* WHAT IS EXPECTED *
Would you please print the data a second time, exactly as it stands?

* EXTRACTED ENTRIES *
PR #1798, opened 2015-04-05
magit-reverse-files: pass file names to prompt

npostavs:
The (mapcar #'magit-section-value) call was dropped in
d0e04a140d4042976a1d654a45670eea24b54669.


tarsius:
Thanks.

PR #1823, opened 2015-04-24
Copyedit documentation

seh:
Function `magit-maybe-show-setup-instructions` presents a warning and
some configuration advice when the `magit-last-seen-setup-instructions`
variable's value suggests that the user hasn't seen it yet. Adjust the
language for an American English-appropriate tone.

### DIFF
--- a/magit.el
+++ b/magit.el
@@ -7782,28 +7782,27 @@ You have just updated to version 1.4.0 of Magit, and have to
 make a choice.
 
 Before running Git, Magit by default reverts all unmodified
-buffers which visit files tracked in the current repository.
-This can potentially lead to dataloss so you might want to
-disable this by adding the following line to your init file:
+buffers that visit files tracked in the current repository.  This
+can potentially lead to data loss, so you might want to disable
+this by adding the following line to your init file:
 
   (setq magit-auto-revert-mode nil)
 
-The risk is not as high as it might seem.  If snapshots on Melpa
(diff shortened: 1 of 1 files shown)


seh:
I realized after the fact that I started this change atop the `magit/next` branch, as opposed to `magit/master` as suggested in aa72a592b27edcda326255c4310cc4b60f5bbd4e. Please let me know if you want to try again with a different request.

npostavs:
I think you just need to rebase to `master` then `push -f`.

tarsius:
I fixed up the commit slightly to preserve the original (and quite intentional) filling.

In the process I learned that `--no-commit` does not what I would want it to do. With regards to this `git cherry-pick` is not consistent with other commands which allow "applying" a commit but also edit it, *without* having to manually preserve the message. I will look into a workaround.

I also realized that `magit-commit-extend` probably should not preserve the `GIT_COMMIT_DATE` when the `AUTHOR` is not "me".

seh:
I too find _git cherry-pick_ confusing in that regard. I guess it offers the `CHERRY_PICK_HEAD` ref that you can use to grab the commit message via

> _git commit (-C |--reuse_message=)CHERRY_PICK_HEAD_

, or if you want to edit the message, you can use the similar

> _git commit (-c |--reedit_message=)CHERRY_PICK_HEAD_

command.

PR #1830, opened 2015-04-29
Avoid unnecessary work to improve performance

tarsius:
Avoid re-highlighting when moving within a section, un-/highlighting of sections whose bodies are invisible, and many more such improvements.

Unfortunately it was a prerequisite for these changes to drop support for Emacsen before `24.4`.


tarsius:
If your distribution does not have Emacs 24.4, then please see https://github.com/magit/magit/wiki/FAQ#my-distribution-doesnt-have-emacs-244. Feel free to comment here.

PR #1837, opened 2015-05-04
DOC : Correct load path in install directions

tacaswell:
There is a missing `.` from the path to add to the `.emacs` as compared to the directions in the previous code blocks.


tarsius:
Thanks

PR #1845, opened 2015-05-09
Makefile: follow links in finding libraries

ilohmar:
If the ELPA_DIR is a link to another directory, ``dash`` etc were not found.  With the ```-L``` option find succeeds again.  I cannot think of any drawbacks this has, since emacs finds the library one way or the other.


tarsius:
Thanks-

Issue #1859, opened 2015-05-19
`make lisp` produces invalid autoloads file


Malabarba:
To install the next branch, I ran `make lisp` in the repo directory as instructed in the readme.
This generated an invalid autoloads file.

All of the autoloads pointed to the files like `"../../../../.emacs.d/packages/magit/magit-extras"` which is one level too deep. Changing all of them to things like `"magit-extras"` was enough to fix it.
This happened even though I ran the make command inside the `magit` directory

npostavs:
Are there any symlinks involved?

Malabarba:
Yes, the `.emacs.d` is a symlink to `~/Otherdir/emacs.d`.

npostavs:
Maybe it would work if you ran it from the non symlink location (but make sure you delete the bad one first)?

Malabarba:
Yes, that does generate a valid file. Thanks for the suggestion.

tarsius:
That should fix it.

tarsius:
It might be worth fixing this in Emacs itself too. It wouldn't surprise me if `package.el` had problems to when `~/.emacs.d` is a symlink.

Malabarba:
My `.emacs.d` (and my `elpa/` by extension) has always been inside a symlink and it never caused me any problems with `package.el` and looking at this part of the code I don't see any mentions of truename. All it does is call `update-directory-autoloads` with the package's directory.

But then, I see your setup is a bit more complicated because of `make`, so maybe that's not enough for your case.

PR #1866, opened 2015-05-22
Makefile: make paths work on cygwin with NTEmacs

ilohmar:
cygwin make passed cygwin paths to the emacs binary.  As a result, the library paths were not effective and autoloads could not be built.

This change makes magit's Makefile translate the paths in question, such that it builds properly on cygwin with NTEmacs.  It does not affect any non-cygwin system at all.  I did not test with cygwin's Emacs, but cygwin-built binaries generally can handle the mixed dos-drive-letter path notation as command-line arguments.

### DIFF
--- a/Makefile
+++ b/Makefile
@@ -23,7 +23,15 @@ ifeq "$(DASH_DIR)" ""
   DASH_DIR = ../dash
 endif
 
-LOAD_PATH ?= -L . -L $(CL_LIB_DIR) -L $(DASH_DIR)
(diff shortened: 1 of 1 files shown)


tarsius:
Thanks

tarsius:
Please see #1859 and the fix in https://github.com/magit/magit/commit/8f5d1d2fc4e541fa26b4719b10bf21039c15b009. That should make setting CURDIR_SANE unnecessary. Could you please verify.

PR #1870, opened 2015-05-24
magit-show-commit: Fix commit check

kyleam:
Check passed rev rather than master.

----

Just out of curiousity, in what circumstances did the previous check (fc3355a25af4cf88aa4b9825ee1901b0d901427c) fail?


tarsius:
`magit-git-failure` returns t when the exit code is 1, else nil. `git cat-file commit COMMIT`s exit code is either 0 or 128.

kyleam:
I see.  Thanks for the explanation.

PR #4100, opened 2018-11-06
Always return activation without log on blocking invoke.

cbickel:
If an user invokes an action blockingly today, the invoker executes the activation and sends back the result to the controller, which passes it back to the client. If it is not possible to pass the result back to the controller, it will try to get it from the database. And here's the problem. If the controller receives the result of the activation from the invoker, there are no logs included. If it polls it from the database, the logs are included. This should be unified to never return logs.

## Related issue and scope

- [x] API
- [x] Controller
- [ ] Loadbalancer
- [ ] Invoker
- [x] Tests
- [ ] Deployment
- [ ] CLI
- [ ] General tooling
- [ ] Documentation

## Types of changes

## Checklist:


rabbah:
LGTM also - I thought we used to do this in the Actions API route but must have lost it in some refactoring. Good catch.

* RESULT OF THIS TASK *
PR #1798, opened 2015-04-05
magit-reverse-files: pass file names to prompt

npostavs:
The (mapcar #'magit-section-value) call was dropped in
d0e04a140d4042976a1d654a45670eea24b54669.


tarsius:
Thanks.

PR #1823, opened 2015-04-24
Copyedit documentation

seh:
Function `magit-maybe-show-setup-instructions` presents a warning and
some configuration advice when the `magit-last-seen-setup-instructions`
variable's value suggests that the user hasn't seen it yet. Adjust the
language for an American English-appropriate tone.

### DIFF
--- a/magit.el
+++ b/magit.el
@@ -7782,28 +7782,27 @@ You have just updated to version 1.4.0 of Magit, and have to
 make a choice.
 
 Before running Git, Magit by default reverts all unmodified
-buffers which visit files tracked in the current repository.
-This can potentially lead to dataloss so you might want to
-disable this by adding the following line to your init file:
+buffers that visit files tracked in the current repository.  This
+can potentially lead to data loss, so you might want to disable
+this by adding the following line to your init file:
 
   (setq magit-auto-revert-mode nil)
 
-The risk is not as high as it might seem.  If snapshots on Melpa
(diff shortened: 1 of 1 files shown)


seh:
I realized after the fact that I started this change atop the `magit/next` branch, as opposed to `magit/master` as suggested in aa72a592b27edcda326255c4310cc4b60f5bbd4e. Please let me know if you want to try again with a different request.

npostavs:
I think you just need to rebase to `master` then `push -f`.

tarsius:
I fixed up the commit slightly to preserve the original (and quite intentional) filling.

In the process I learned that `--no-commit` does not what I would want it to do. With regards to this `git cherry-pick` is not consistent with other commands which allow "applying" a commit but also edit it, *without* having to manually preserve the message. I will look into a workaround.

I also realized that `magit-commit-extend` probably should not preserve the `GIT_COMMIT_DATE` when the `AUTHOR` is not "me".

seh:
I too find _git cherry-pick_ confusing in that regard. I guess it offers the `CHERRY_PICK_HEAD` ref that you can use to grab the commit message via

> _git commit (-C |--reuse_message=)CHERRY_PICK_HEAD_

, or if you want to edit the message, you can use the similar

> _git commit (-c |--reedit_message=)CHERRY_PICK_HEAD_

command.

PR #1830, opened 2015-04-29
Avoid unnecessary work to improve performance

tarsius:
Avoid re-highlighting when moving within a section, un-/highlighting of sections whose bodies are invisible, and many more such improvements.

Unfortunately it was a prerequisite for these changes to drop support for Emacsen before `24.4`.


tarsius:
If your distribution does not have Emacs 24.4, then please see https://github.com/magit/magit/wiki/FAQ#my-distribution-doesnt-have-emacs-244. Feel free to comment here.

PR #1837, opened 2015-05-04
DOC : Correct load path in install directions

tacaswell:
There is a missing `.` from the path to add to the `.emacs` as compared to the directions in the previous code blocks.


tarsius:
Thanks

PR #1845, opened 2015-05-09
Makefile: follow links in finding libraries

ilohmar:
If the ELPA_DIR is a link to another directory, ``dash`` etc were not found.  With the ```-L``` option find succeeds again.  I cannot think of any drawbacks this has, since emacs finds the library one way or the other.


tarsius:
Thanks-

Issue #1859, opened 2015-05-19
`make lisp` produces invalid autoloads file


Malabarba:
To install the next branch, I ran `make lisp` in the repo directory as instructed in the readme.
This generated an invalid autoloads file.

All of the autoloads pointed to the files like `"../../../../.emacs.d/packages/magit/magit-extras"` which is one level too deep. Changing all of them to things like `"magit-extras"` was enough to fix it.
This happened even though I ran the make command inside the `magit` directory

npostavs:
Are there any symlinks involved?

Malabarba:
Yes, the `.emacs.d` is a symlink to `~/Otherdir/emacs.d`.

npostavs:
Maybe it would work if you ran it from the non symlink location (but make sure you delete the bad one first)?

Malabarba:
Yes, that does generate a valid file. Thanks for the suggestion.

tarsius:
That should fix it.

tarsius:
It might be worth fixing this in Emacs itself too. It wouldn't surprise me if `package.el` had problems to when `~/.emacs.d` is a symlink.

Malabarba:
My `.emacs.d` (and my `elpa/` by extension) has always been inside a symlink and it never caused me any problems with `package.el` and looking at this part of the code I don't see any mentions of truename. All it does is call `update-directory-autoloads` with the package's directory.

But then, I see your setup is a bit more complicated because of `make`, so maybe that's not enough for your case.

PR #1866, opened 2015-05-22
Makefile: make paths work on cygwin with NTEmacs

ilohmar:
cygwin make passed cygwin paths to the emacs binary.  As a result, the library paths were not effective and autoloads could not be built.

This change makes magit's Makefile translate the paths in question, such that it builds properly on cygwin with NTEmacs.  It does not affect any non-cygwin system at all.  I did not test with cygwin's Emacs, but cygwin-built binaries generally can handle the mixed dos-drive-letter path notation as command-line arguments.

### DIFF
--- a/Makefile
+++ b/Makefile
@@ -23,7 +23,15 @@ ifeq "$(DASH_DIR)" ""
   DASH_DIR = ../dash
 endif
 
-LOAD_PATH ?= -L . -L $(CL_LIB_DIR) -L $(DASH_DIR)
(diff shortened: 1 of 1 files shown)


tarsius:
Thanks

tarsius:
Please see #1859 and the fix in https://github.com/magit/magit/commit/8f5d1d2fc4e541fa26b4719b10bf21039c15b009. That should make setting CURDIR_SANE unnecessary. Could you please verify.

PR #1870, opened 2015-05-24
magit-show-commit: Fix commit check

kyleam:
Check passed rev rather than master.

----

Just out of curiousity, in what circumstances did the previous check (fc3355a25af4cf88aa4b9825ee1901b0d901427c) fail?


tarsius:
`magit-git-failure` returns t when the exit code is 1, else nil. `git cat-file commit COMMIT`s exit code is either 0 or 128.

kyleam:
I see.  Thanks for the explanation.

PR #4100, opened 2018-11-06
Always return activation without log on blocking invoke.

cbickel:
If an user invokes an action blockingly today, the invoker executes the activation and sends back the result to the controller, which passes it back to the client. If it is not possible to pass the result back to the controller, it will try to get it from the database. And here's the problem. If the controller receives the result of the activation from the invoker, there are no logs included. If it polls it from the database, the logs are included. This should be unified to never return logs.

## Related issue and scope

- [x] API
- [x] Controller
- [ ] Loadbalancer
- [ ] Invoker
- [x] Tests
- [ ] Deployment
- [ ] CLI
- [ ] General tooling
- [ ] Documentation

## Types of changes

## Checklist:


rabbah:
LGTM also - I thought we used to do this in the Actions API route but must have lost it in some refactoring. Good catch.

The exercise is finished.